• YOUR ASSIGNMENT: Search the data below for lines that include the word "shortcodes" and state how many there are, nothing else.

• THE INPUT:

PR #2600, opened 2024-08-07
Clarify shortcode usage

rikhuijzer:
I was reading the [Writing a shortcode](https://www.getzola.org/documentation/content/shortcodes/#writing-a-shortcode) section and got confused about how exactly to use it. There is a nice example a few paragraphs below, but it's hard to find upon a first read.

I've looked into moving some paragraphs around, but I didn't see a better order. So instead this PR suggests to add a link to the example.

image


Keats (approved):

Keats:
Thanks

PR #2601, opened 2024-08-07
fix: shortcode in inline elements

ta-nishq:
### BTS
Step 1: Minimum reproducible example (to break shortcodes)
```markdown
<a href="{{ basic() }}">{{ basic() }}</a>
```

Step 2: Investigating code which references `@@ZOLA_SC_PLACEHOLDER@@`
- markdown.rs (renders markdown, point of interest)
- mod.rs
- parser.rs

Step 3: Investigating `shortcode.render` call in `markdown.rs`
- for samples which are rendered correctly the `shortcode.render` was invoked for each shortcode
- for samples which render `@@ZOLA_SC_PLACEHOLDER@@`, `shortcode.render` was **NOT** invoked
- source of shortcodes: `html_shortcodes` list (which had the shortcode references even if they were not rendered)

Step 4: Investigating missing shortcodes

• RESULT: 4